*** Information given Section Begins ***

PR #85, opened 2026-08-04
fix(housing): stop chip labels wrapping and tidy the filter drawer rows

YozoraCho:
## What

Fixes chip labels wrapping inside their own pill in the Housing filter drawer, lifts the chip rows off the section rule they were sitting on, and shortens "Other phases" to "Other".

## Why

`Typography.DrawCentered` applies `AutoWrapWidth`, which measures from the text centre to the nearer window content edge and wraps if the string is wider than double that. For the last chip in a rail that budget collapses, so a single line label wrapped to two lines inside a pill that `ChipWidth` had already sized for one line. "Other phases" rendered as two lines spilling out of its own chip. `ChipRail` knows its own chip bounds, so the window relative heuristic is wrong for it.

Separately, `SectionLabel` draws its hairline at `LineHeight(Caption1) + 3f * scale` and `DrawChipSection` started the chip row at `+ 4f * scale`, one pixel below it, so every row looked welded to the rule above it.

With the wrapping fixed the phase row still overflowed, so the third chip is now "Other". The section header already reads LOTTERY PHASE, so the noun is redundant. The shortened forms keep agreement with the noun they drop, so `Otras` and `Outras` stay feminine plural.

## How to test

1. `/phone`, open Housing, tap the filter button to open the drawer.
2. Check the Lottery phase row: all three chips should sit on one line each, fully inside their pills, with no text spilling past a chip edge.
3. Check every section: the chips should sit clear of the rule under the section label, not touching it.
4. Switch to German in Settings and reopen the drawer. Long phase labels may still pan the row, which is the intended `ChipRail` behaviour, but nothing should render as a two line chip.

## Checklist

## Note on shared code

One change outside the app: `ChipRail.DrawChip` swaps `Typography.DrawCentered` for `Typography.Measure` plus `Typography.Draw`. No signature changes. This also affects the YellowPages, Muster and Housing reminder rails, which had the same latent wrapping bug and none of which relied on wrapping.

Localization is in lockstep: `housing.filterOtherPhases` is updated in `L.cs` and all nine catalogs in this commit.

### DIFF
--- a/src/Aetherphone/Apps/Housing/HousingApp.Filters.cs
+++ b/src/Aetherphone/Apps/Housing/HousingApp.Filters.cs
@@ -28,7 +28,7 @@ internal sealed partial class HousingApp
     private readonly bool[] reminderActive = new bool[HousingDefaults.ReminderChoices.Length];
 
     private static float FilterSectionHeight(float scale) =>
-        Typography.LineHeight(TextStyles.Caption1) + (ChipRail.RowHeight + 12f) * scale;
+        Typography.LineHeight(TextStyles.Caption1) + (ChipRail.RowHeight + Metrics.Space.Sm * 2f) * scale;
 
     private static float FilterDrawerHeightFor(float scale)
     {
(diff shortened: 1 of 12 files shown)


XeldarAlz (approved):
lgtm

PR #86, opened 2026-08-05
fix(social): stop feeds jumping to the wrong scroll position

Kiro-XVI:
## Summary
- After posting in Aethergram or Chirper, the feed refresh prepended new items without resetting scroll, landing you mid feed instead of at the top where the new post is.
- Aethergram's bottom nav tabs (Home, Search, Activity, Profile) all drew through the same AppSurface scroll region ID, so ImGui carried one tab's scroll offset into another; switching to Activity after scrolling down Home opened it mid list instead of at the top.

## Test plan
- [ ] Build succeeds, full test suite passes (293/293 locally)
- [ ] Scroll partway down Aethergram Home, post something, confirm the feed lands at the top on return
- [ ] Scroll partway down Aethergram Home, switch to Activity, confirm it opens at the top; check Search and Profile too
- [ ] Repeat the compose scroll check in Chirper


src/Aetherphone/Apps/Aethergram/AethergramApp.cs
```diff
@@ -295,20 +295,23 @@ private void DrawRoot(Rect area)
 
         var navRect = new Rect(new Vector2(area.Min.X, area.Max.Y - BottomNavHeight * scale), area.Max);
         var tabArea = new Rect(contentArea.Min, new Vector2(area.Max.X, navRect.Min.Y));
-        switch (activeTab)
+        using (ImRaii.PushId((int)activeTab))
```
XeldarAlz, line 387: Non-blocking: the same shared surface sits one level down. ForYou and Following both draw through DrawFeedList (AethergramApp.cs:510) under one `##appSurface` id, so switching scope keeps the other scope's offset. Pushing `(int)scope` there closes the pair.

src/Aetherphone/Apps/Chirper/ChirperApp.Compose.cs
```diff
@@ -25,6 +25,7 @@ private void DrawCompose(Rect area)
             quoteTargetId = null;
             store.RefreshFeed(SocialFeedScope.ForYou);
             store.RefreshFeed(SocialFeedScope.Following);
+            feedScrollTopPending = true;
```
XeldarAlz, line 25: Non-blocking: both scopes refresh, but the single flag is consumed by whichever list draws, so the scope you were not on still lands mid feed with a new post above it. A pending flag per scope covers both. Same in Aethergram.

src/Aetherphone/Apps/Aethergram/AethergramApp.Compose.cs
```diff
@@ -58,6 +58,7 @@ private void DrawCompose(Rect area)
                 caption = string.Empty;
                 store.RefreshFeed(SocialFeedScope.ForYou);
                 store.RefreshFeed(SocialFeedScope.Following);
+                feedScrollTopPending = true;
```
XeldarAlz, line 97: Nit: story compose reaches this branch too (`!composeAvatarMode` is true in story mode), so posting a story now yanks the feed to top. The tray is up there, so it may be intended, just calling it out since the description does not.

XeldarAlz (commented):
Built Release clean at 0de6cacb, 67/67 tests pass, not verified in game. Both fixes still apply to current master and are still needed there. Note the branch is 358 commits behind master and only carries 67 tests, so the 293/293 in the test plan is not from this checkout. Three notes inline, none blocking.

src/Aetherphone/Apps/Aethergram/AethergramApp.cs
```diff
@@ -384,20 +384,23 @@ private void DrawRoot(Rect area)
...
```
XeldarAlz, line 387: Nit: `ImRaii.PushId` returns a class, so this allocates one disposable per frame in draw code. Keeping it because SceneCompositor.DrawLayer already does the same on this exact path, so a raw PushID/PopID pair here would be inconsistent for 24 bytes.

src/Aetherphone/Apps/Chirper/ChirperApp.cs
```diff
@@ -262,6 +262,7 @@ private void DrawHome(Rect area)
         {
             activeScope = (SocialFeedScope)selected;
             actions.Reset();
+            feedScrollTopPending = true;
```
XeldarAlz, line 265: Non-blocking, pushed as a follow-up commit: For You and Following also share one scroll region, so switching scopes dropped you at the offset from the list you left. Same flag, same treatment Velvet already gives its feed scopes (VelvetShell.Feed.cs:53). Mirrored in AethergramApp.cs:686.

XeldarAlz (approved):
Verified on the merged branch: `dotnet build -c Release` clean, 517/517 tests pass. Not run in game.

The diagnosis is right and the fix is the same one SceneCompositor already uses per router layer, so the tabs now get their own scroll region. I merged master in (the branch was 404 commits behind) and pushed one follow-up commit for the scope switch, see the inline note.

PR #612, opened 2024-05-02
Fix: Branch `main` could not be tested easily

hoh:
This deploys the main branch automatically on the staging servers for system testing.

### DIFF
--- a/.github/workflows/deploy-main-on-staging.yml
+++ b/.github/workflows/deploy-main-on-staging.yml
@@ -1,0 +1,62 @@
+# This workflow automatically deploys main on staging
+name: "Deploy `main` automatically on staging"
+
+on:
+  push:
+    branches:
+      - main
+
+jobs:
+  deploy_staging_servers:
+    name: "Deploying on ${{ matrix.staging_servers.hostname }}"
+    runs-on: ubuntu-latest
+    strategy:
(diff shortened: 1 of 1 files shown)


olethanh:
both server are on debian 12? Wouldn't it make sense to have one on ubuntu?

olethanh (approved):
LGTM.
I trust you have tested it somehow

.github/workflows/deploy-main-on-staging.yml
```diff
@@ -0,0 +1,62 @@
+# This workflow automatically deploys main on staging
+name: "Deploy `main` automatically on staging"
+
+on:
+  push:
+    branches:
+      - main
```
nesitor, line 7: Maybe we can do it using a tag instead automatically? Just to have better control on it.

hoh:
> both server are on debian 12? Wouldn't it make sense to have one on ubuntu?

Yes, that would make sense. However, would it then be difficult to know if a bug comes from the OS or from the hosting provider :thinking: ?

.github/workflows/deploy-main-on-staging.yml
hoh: I think automatically would make things easier: we'll always know that the latest version runs there.

PR #614, opened 2024-05-03
Fix: System testing on DO took too many resources

hoh:
Problem: Running system testing on DigitalOcean for every push consumed a lot of resources and failed frequently.

We now start to have integration testing using `pytest`, which provides a better confidence that things actually work.

Solution: Only test on DO open Pull Requests and not every push. In the future, consider only running when merged on `main`.


MHHukiewitz (approved):
LGTM, simple restructuring

PR #615, opened 2024-05-03
Added Qemu automatic tests

nesitor:
Feature: Added automatic tests to check if Qemu runs, also with network interface.
The tests bypass systemd manager to reduce complexity.
In later tests we will test the entire flow also using systemd.

### DIFF
--- a/src/aleph/vm/conf.py
+++ b/src/aleph/vm/conf.py
@@ -281,13 +281,15 @@ class Settings(BaseSettings):
     )
 
     USE_FAKE_INSTANCE_BASE = False
-    FAKE_INSTANCE_BASE = Path(abspath(join(__file__, "../../runtimes/instance-debian-rootfs/rootfs.ext4")))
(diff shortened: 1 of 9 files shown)


src/aleph/vm/conf.py
```diff
@@ -281,13 +281,15 @@ class Settings(BaseSettings):
     )
 
     USE_FAKE_INSTANCE_BASE = False
-    FAKE_INSTANCE_BASE = Path(abspath(join(__file__, "../../runtimes/instance-debian-rootfs/rootfs.ext4")))
+    FAKE_INSTANCE_BASE = Path(abspath(join(__file__, "../../runtimes/instance-rootfs/rootfs.ext4")))
```
Antonyjin, line 284: In my case, I'm using FAKE_INSTANCE_BASE
and I think the path is wrong, so I had to change it to : 
`FAKE_INSTANCE_BASE = Path(abspath(join(__file__, "../../../../runtimes/instance-rootfs/debian-12.btrfs")))`

I don't know if it's relevant to change it in this PR because in your test you override the path. I'll certainly do it in a future PR from a branch that will take the changes from this PR.
I just wanted to note it now in case you want to change it immediately.

PR #616, opened 2024-05-07
601 creating instance tests

Antonyjin:
Feature: Added tests to check if Firecracker instance runs with network interface.
The tests bypass systemd manager

### DIFF
--- a/.github/workflows/test-using-pytest.yml
+++ b/.github/workflows/test-using-pytest.yml
@@ -41,7 +41,7 @@ jobs:
         run: |
           sudo mkdir --parents /opt/firecracker/
           sudo curl -fsSL -o "/opt/firecracker/vmlinux.bin" "https://ipfs.aleph.cloud/ipfs/bafybeiaj2lf6g573jiulzacvkyw4zzav7dwbo5qbeiohoduopwxs2c6vvy"
-          
+
           rm -fr /tmp/firecracker-release
           mkdir --parents /tmp/firecracker-release /opt/firecracker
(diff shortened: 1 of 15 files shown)


.github/workflows/test-using-pytest.yml
```diff
@@ -50,20 +50,26 @@ jobs:
...
+          cd runtimes/instance-rootfs && sudo ./create-debian-12-disk.sh && cd ../..
 
       - name: "Build example volume"
         run: |
           cd examples/volumes && bash build_squashfs.sh
 
-        # Unit tests create and delete network interfaces, and therefore require to run as root
+      - name: Create user jailman
+        run: |
+          sudo useradd jailman
```
nesitor, line 70: I think that this line can be added at final in a previous step, like in the `Download and build required files for running tests. Copied from packaging/Makefile.` that install jailer.

src/aleph/vm/models.py
```diff
@@ -81,14 +79,17 @@ class VmExecution:
...
 
     @property
     def is_running(self) -> bool:
         return (
-            bool(self.times.starting_at and not self.times.stopping_at)
-            if not self.persistent
-            else self.systemd_manager.is_service_active(self.controller_service)
+            self.systemd_manager.is_service_active(self.controller_service)
+            if self.persistent and self.systemd_manager
+            else bool(self.times.starting_at and not self.times.stopping_at)
```
nesitor, line 92: This has been changed on main, so shouldn't be here. Be careful the next time with the merges.

nesitor (approved):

*** Information given Section Ends ***

**Work to complete:** Please copy only the lines between the first line of the entries and the line with "3. Check every", keeping those two end lines as well, exactly as written.

**The completed task:**
PR #85, opened 2026-08-04
fix(housing): stop chip labels wrapping and tidy the filter drawer rows

YozoraCho:
## What

Fixes chip labels wrapping inside their own pill in the Housing filter drawer, lifts the chip rows off the section rule they were sitting on, and shortens "Other phases" to "Other".

## Why

`Typography.DrawCentered` applies `AutoWrapWidth`, which measures from the text centre to the nearer window content edge and wraps if the string is wider than double that. For the last chip in a rail that budget collapses, so a single line label wrapped to two lines inside a pill that `ChipWidth` had already sized for one line. "Other phases" rendered as two lines spilling out of its own chip. `ChipRail` knows its own chip bounds, so the window relative heuristic is wrong for it.

Separately, `SectionLabel` draws its hairline at `LineHeight(Caption1) + 3f * scale` and `DrawChipSection` started the chip row at `+ 4f * scale`, one pixel below it, so every row looked welded to the rule above it.

With the wrapping fixed the phase row still overflowed, so the third chip is now "Other". The section header already reads LOTTERY PHASE, so the noun is redundant. The shortened forms keep agreement with the noun they drop, so `Otras` and `Outras` stay feminine plural.

## How to test

1. `/phone`, open Housing, tap the filter button to open the drawer.
2. Check the Lottery phase row: all three chips should sit on one line each, fully inside their pills, with no text spilling past a chip edge.
3. Check every section: the chips should sit clear of the rule under the section label, not touching it.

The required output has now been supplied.